Prenatal ultrasound screening during the second trimester in a G1P0 mother revealed a female fetus with a large midline posterior intracranial cystic lesion. A subsequent prenatal uterine MRI study revealed a large midline DSM with thrombus in the expected location of the left transverse sinus, occupying approximately the posterior one-third of the cranial cavity. Serial prenatal MRI studies showed progressive enlargement of this DSM. Following delivery by cesarean section at 35 weeks gestational age, the child underwent an MRI and MR venography session, followed by a DSA study performed using umbilical arterial catheterization on Day 1 of life.

On the MRI and MR venography studies, the posterior one-third of the SSS, the torcula, and the transverse sinuses were all included in the DSM and could not be distinctly visualized (Fig. 6). The anterior two-thirds of the SSS and the internal cerebral veins were instead seen to drain into a vertical platelike midline venous structure. The posterior wall of this venous channel was apposed to the anterior wall of the DSM. There was rapid flow of blood from the upper end of the posterior wall of this venous channel into the DSM. Numerous less rapid shunts from the posterior wall of the channel into the DSM were also noted more inferiorly. This platelike venous channel was seen to drain inferiorly into the superior petrosal sinuses and eventually the cavernous sinuses. On the DSA study, there was no evidence for AV shunts during the arterial phase, but on the venous phase images from internal and external carotid artery injections, shunting was noted from the posterior wall of a midline venous structure into the DSM at multiple sites, with the most rapid shunting noted at the superior end of this venous structure near the vertex. This finding was confirmed when the SSS was punctured percutaneously with a needle and contrast was injected into the SSS (Fig. 7). The head circumference of the patient at this time was 51 cm. There was no apnea at this time. However, the child suffered from consumptive coagulopathy requiring multiple blood product transfusions.

FIG . 6
FIG . 6

Case 2. Sagittal slices obtained as part of a post-contrast MR venogram performed on Day 1 after birth showing a venous channel (dashed white arrows) at the anterior margin of the pouch. There are multiple sites of contrast extravasation from the posterior wall of this venous channel into the DSM (white arrows).

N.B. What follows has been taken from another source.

PR #262, opened 2026-08-10
github: improve TheRock dependency update workflow

lumachad:
Move THEROCK_COMMIT_REF and the build container digest out of
therock-ci-linux.yml and into .github/configs.json, a plain data file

Note internal cerebral vein draining into this venous channel (double dashed white arrows).

FIG . 7
FIG . 7

Left: Lateral DSA projection obtained during the venous phase after right CCA injection: The midline venous channel can be faintly seen as an interrupted line (white arrow). Numerous sites of leakage of contrast from this channel into the DSM are shown (white block arrows). Right: Lateral DSA projection obtained after injection through a needle placed directly into the SSS showing the posterior SSS (black arrow) at its junction with the midline venous channel and shunting into the DSM (white block arrow).

Surgery

On Day 2 of life, a micropuncture sheath was percutaneously placed in the SSS via the anterior fontanelle. The superiormost site of shunting from the posterior wall of the vertical venous channel to the DSM pouch was then selected using an Echelon 10 microcatheter, which had been passed through the micropuncture sheath. A total of 4 hydrocoils were then placed at this site to obliterate this communication. We were not successful in selecting the other sites of shunting from the venous channel to the DSM in this way, and therefore we removed the micropuncture sheath. We then used a short 23-gauge butterfly needle to puncture the confluence of the SSS and the vertical venous channel under ultrasound guidance, and then injected this needle to obtain digital roadmaps showing us the sites of communication between the posterior wall of the venous channel and the DSM. We then punctured the DSM venous pouch via a posterior transfontanelle approach by using an 18-gauge spinal needle and then directed the needle anteroinferiorly toward the sites of shunting seen on the roadmap. Localized injections of 30% NBCA were performed at each of these sites. This was shown to result in a progressive decrease in the extent of shunting from the posterior wall of the vertical venous channel into the venous pouch, as determined by periodic contrast injections through the butterfly needle (Fig. 8).

FIG . 8
FIG . 8

a: Lateral projection obtained following contrast injection with a butterfly needle, which has been percutaneously positioned at the junction of the SSS and the midline venous channel, showing opacification of the venous channel (dashed white arrows) and prominent leakage of contrast (black arrow) from the posterior wall of the venous channel into the DSM pouch. b: The posteriormost aspect of the SSS has been punctured and coils (white arrow) are being delivered via this access route posterior to the venous channel. c: The DSM pouch has been punctured and an NBCA cast (dashed black arrows) can now be seen partly eliminating the shunt. d: Complete elimination of the shunt, and the NBCA cast is now larger.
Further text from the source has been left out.